According to ABC News, in 1998 Americans drank an average of 51 gallons of soda. However, the consumption dropped 20% in 2014, clocking in at 44 gallons. Thus, people are drinking less soda since these sweetened drinks are bad for health. Consumers now look forward to having healthy drinks such as fruit juices, teas and zero calorie beverages.
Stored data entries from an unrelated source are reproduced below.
PR #848, opened 2022-03-28
🐛 Wrap `serializeVideos` in try/catch to catch security errors

### LINKED ISSUE #845: Build fails with SecurityError on toDataURL method.
## The problem

Build fails with the following security error. We don't have any occurrence of this method in our code. A quick search seems to suggest it's on Percy side. 

https://github.com/search?q=org%3Apercy+toDataURL&type=code

```
 SecurityError: Failed to execute 'toDataURL' on 'HTMLCanvasElement': Tainted canvases may not be exported.
  Error: Failed to execute 'toDataURL' on 'HTMLCanvasElement': Tainted canvases may not be exported.
      at serializeVideos (eval at <anonymous> (http://localhost:3010/__cypress/tests?p=cypress/support/index.js), <anonymous>:171:30)
      at Object.serializeDOM (eval at <anonymous> (http://localhost:3010/__cypress/tests?p=cypress/support/index.js), <anonymous>:213:7)
      at Context.eval (http://localhost:3010/__cypress/tests?p=cypress/support/index.js:145
```

## Environment

- Node version: v14.17.0
- `@percy/cli` version: `1.0.0-beta.76`
- Version of Percy SDK you’re using: @percy/cypress 3.1.1
- OS version: Ubuntu 20.04.4 LTS

Robdel12:
## What is this?

Sometimes it's not possible to serialize videos into poster due to security (`Tainted canvases may not be exported.`). Wrapping the `serializeVideos` function call in a try/catch will allow the DOM serialization to continue.

Will close #845

### DIFF
--- a/packages/dom/src/serialize-video.js
+++ b/packages/dom/src/serialize-video.js
@@ -9,10 +9,11 @@ export function serializeVideos(dom, clone) {
     let canvas = document.createElement('canvas');
     let width = canvas.width = video.videoWidth;
     let height = canvas.height = video.videoHeight;
+    let dataUrl;
 
     canvas.getContext('2d').drawImage(video, 0, 0, width, height);
+    try { dataUrl = canvas.toDataURL(); } catch {}
 
-    let dataUrl = canvas.toDataURL();
     // If the canvas produces a blank image, skip
     if (!dataUrl || dataUrl === 'data:,') continue;
 
--- a/packages/dom/test/serialize-videos.test.js
+++ b/packages/dom/test/serialize-videos.test.js
@@ -37,4 +37,15 @@ describe('serializeVideos', () => {
     $ = parseDOM(serializeDOM());
     expect($('#video')[0].getAttribute('poster')).toBe(null);
   });
+
+  it('does not hang serialization when there is an error thrown', () => {
+    withExample(`
+       <video src="//:0" id="video" />
+    `);
+
+    spyOn(window.HTMLCanvasElement.prototype, 'toDataURL').and.throwError(new Error('An error'));
+
+    $ = parseDOM(serializeDOM());
+    expect($('#video')[0].getAttribute('poster')).toBe(null);
+  });
 });


packages/dom/src/serialize-dom.js
```diff
@@ -35,7 +35,12 @@ export function serializeDOM(options) {
   let clone = dom.cloneNode(true);
   serializeInputs(dom, clone);
   serializeFrames(dom, clone, { enableJavaScript });
-  serializeVideos(dom, clone);
+
+  try {
+    serializeVideos(dom, clone);
+  } catch (error) {
+    console.log(`Couldn't serialize videos: ${error}`);
```
wwilsman, line 42: Are we sure we want to log this? Could potentially cause some runners like karma or cypress to show these where the user won't know what it's referring to.

We should at least add `[percy]` to this if we want to keep it. But I vote for having a silent failure for now until we implement other serialization warnings and logs like planned.

wwilsman: Also, since this try-catch is wrapped around the function invocation, this would result in any single failed video serialization to cause any remaining videos to not serialize since the loop would be broken. Instead, we should move this try-catch to within the `serializeVideos` loop to give each individual video a chance to serialize.

wwilsman (changes requested):

packages/dom/src/serialize-video.js
```diff
@@ -12,7 +12,11 @@ export function serializeVideos(dom, clone) {
 
     canvas.getContext('2d').drawImage(video, 0, 0, width, height);
 
-    let dataUrl = canvas.toDataURL();
+    let dataUrl;
+    try {
+      dataUrl = canvas.toDataURL();
+    } catch (e) {}
```
wwilsman, line 18: We can drop the `(e)`

```suggestion
    } catch {}
```

wwilsman (approved):
🎮

PR #850, opened 2022-03-28
✨ Automatically include package information with CLI commands

wwilsman:
## What is this?

A very small feature that saves a few lines of code now, but will save more lines of code in the future.

Currently, client and environment information is expected to be provided directly to core from the SDK. The vast majority of SDKs simply use information gathered from `package.json` files.

When automatically loading CLI based SDKs, we already have access to these package.json files. By setting a package information property on the autoloaded SDK command, we can then utilize that to automatically include client information when creating a core percy instance.

With this change, CLI based SDKs will no longer need to provided their own package.json based client information as it will already be available. This only leaves environment information — and since our CLI SDKs are loaded in the same node process, we can automate that too!

Currently, this only saves us from `require('../package.json')`. But once we move to ESM, we will no longer be able to `import '../package.json'` and instead be forced to use `JSON.parse(fs.readFileSync(url.fileURLToPath(...)))`. With ESM, this change saves us from having to import 3 different native modules just to read the package name and version.

### DIFF
--- a/packages/cli-command/src/command.js
+++ b/packages/cli-command/src/command.js
@@ -104,6 +104,7 @@ async function runCommandWithContext(parsed) {
   // include flags, args, argv, logger, exit helper, and env info
   let context = { flags, args, argv, log, exit };
   let env = context.env = process.env;
+  let pkg = command.packageInformation;
   let def = command.definition;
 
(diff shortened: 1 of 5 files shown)


Robdel12 (approved):
🏁

PR #852, opened 2022-03-28
♻️ Move packages to ESM

wwilsman:
## What is this?

As per the title, this PR moves packages and relevant files to ESM. This transition is mostly straightforward, with a few caveats specific to our development environment.

### ESM syntax changes

- File import specifiers need to be valid URLs, including the file extension.
 
- Some dynamic imports were transformed by babel into `require` calls. These needed to be adjusted now that babel is no longer transforming import statements with a default interop.

- All remaining `require` statements were converted to async dynamic imports. This sometimes required a slight refactoring in order to make relevant contexts async as well. Most notable were several test helpers, including `logger.mock()`, `api.mock()`, and core's shared `setupTest()` helper.

- CommonJS globals like `__filename`, `__dirname`, and `require.resolve` no longer exist and need to be replaced with ESM equivalents derived from `import.meta.url`. In order to be used to reference the file or directory name, `url.fileURLToPath` is required to transform the file URL into a filepath. 

  While `require.resolve` is replaced with `path.resolve` in most places, it is still necessary to resolve the path to the `@percy/dom` bundle. For this purpose, the `module.createRequire` function is used in one place, however in the future we may be able to use `import.meta.resolve`.

### Development caveats

- Runtime babel registration and transforms do not work in ESM. Until babel has more official support for ESM and its loader API, we must transform modules using the experimental loader API ourself. This turns out to be fairly simple using a `transformSource` hook and babel's core API.

- Modules were mocked via spying on internal module methods, however these methods can only be stubbed for CommonJS modules. In order to facilitate ESM mocks, we _must_ use Node's experimental loader hooks. Which actually works out since we already need one for babel.

  ES modules are mocked in two primary ways:

  - First, by utilizing a separate global cache for mocking module exports which is checked when resolving an import specifier. If it contains a mock, the `getSource` hook is used to generate a source string that references the mock within the global cache. 

  - Second, is via the existing mock filesystem. To avoid node internals using C bindings to check the real filesystem, if an import specifier exists in the mock filesystem the `getFormat` hook is used to determine if it's a CommonJS module, and if not the `getSource` hook will load it directly from the mock filesystem.

- Because of the new loader hooks, we also no longer need to rely on a babel plugin to transform development paths for testing. However, without the babel plugin, Rollup needs to utilize the same specifier replacement when creating bundles.

- Nock, used to mock external requests, does not work in ESM environments. In its place, jasmine can spy on and stub methods exported by the http modules. Initially, this was only done in the `@percy/client` test helper; however, the technique is useful enough in other places to warrant it be made generic enough to support mocking any request.  

- Some test helpers added named exports to make working with dynamic imports easier, however Rollup doesn't like named exports when bundling as a default export. A new custom Rollup plugin was added to remedy this by stripping named exports from bundled test helpers.

### Miscellaneous

- Of note, `@percy/dom` was not changed to ESM. This is because we need to keep this bundle as an immediately invokable function to be injected with various browser drivers that may or may not like the ESM syntax.

- On windows, import specifiers cannot start with `C:` since it needs to be a valid file URL and the Windows drive letter gets confused for a protocol. Node has a nice warning for this, and since we're using loader hooks we can easily handle it by checking if a specifier starts with the repository root path.

- I also attempted to qualm some other Windows flakes, but there are still a couple annoying ones that can be addressed in some follow up work.


packages/cli/bin/run
```diff
@@ -1,14 +1,13 @@
 #!/usr/bin/env node
 
-if (parseInt(process.version.split('.')[0].substring(1), 10) < 12) {
+if (parseInt(process.version.split('.')[0].substring(1), 10) < 14) {
   console.error(`Node ${process.version} is not supported. Percy only ` + (
-    'supports the current LTS version of Node. Please upgrade to Node 12+'));
+    'supports current LTS versions of Node. Please upgrade to Node 14+'));
```
Robdel12, line 5: 👏🏼

Robdel12 (approved):
🏁 This is awesome. We're on our way to 1.0 now! I can't wait to give this a whirl locally 💯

Nonetheless, beverage retailers are still managing to boost their sales by enhancing other products, which offsets the decline in demand for carbonated sodas. An apt example here is Dr Pepper Snapple (DPS, Financial), a retailer of non-alcoholic beverages, which registered a bright quarter despite all the existing problems. The numbers were ahead of the Street’s estimate, sending its share price higher.

The earnings beat

Revenue for the quarter grew 3.4% to $1.5 billion, as compared to the previous year. The top line was higher than the analysts’ estimate of $1.46 billion. Sales were driven by a steady performance in the carbonated as well as the still beverage segment.

Still beverage segment’s benefited from a favorable product mix, which helped the revenue grow. Moreover, it makes 21% of the total revenue. Hence, growth in this segment resulted in higher sales. Also, sales volumes of the U.S. segment surged 2% during the quarter and were driven by Canada Dry in particular.

Volumes of the packaged beverages increased 4% during the same period. The company stands in the first position in the flavored non-cola CSD market in the U.S. and has a market share of 40%. Thus, it has a significant portion of the market.

One of the star performers during the quarter was Penafiel, the Mexican sparkling mineral water category. Revenue in this segment was up 21%, over last year’s quarter.

The bottom line of the beverage retailer was also good with earnings at $0.88 per share. Thus, it was in line with the analysts’ estimate of $0.88 per share, as the company cut its costs by reducing inventory and storage costs.

The bigger picture

Dr Pepper Snapple has a good year as it registered decent quarters in 2014. Its performance was driven by productivity improvement and pricing gains. Also, effective management of expenses and a focus on innovation helped the company grow. Thus, it raised its guidance for 2014 twice during the year, as it got more optimistic about its future.

Currency headwinds increased the prices of its products in Latin America, resulting in higher sales of 19%. However, the increase in health awareness has hurt soft drink sales of the company. Thus, it has come up with new and healthy options such as Achilles’ heel, a new variant of diet drinks.

Further, it introduced TEN, a 10-calorie version of soft drinks. This serves as an option against fruit juices and sports drinks. Furthermore, it has plans to launch many such products in the future. It will be launching Snapple Straight Up Tea, a new line of unsweetened teas in Pet bottles. In addition, it will be launching the Hawaiian Punch in a pouch format.

The obvious conclusion

The beverage retailer has put up a great show by withstanding the toughest of times, through its drive for innovation and focus on lowering its costs. Its new products have resonated well with the customers. Thus, it provided an impressive outlook for the current year. It expects earnings to be in the range of $3.56 per share and $3.62 per share, whereas the consensus was at $3.56 per share. It also provides dividends and announced an additional share buyback program of $500 million to $550 million of common stock. All these factors together make Snapple look like a lucrative bet.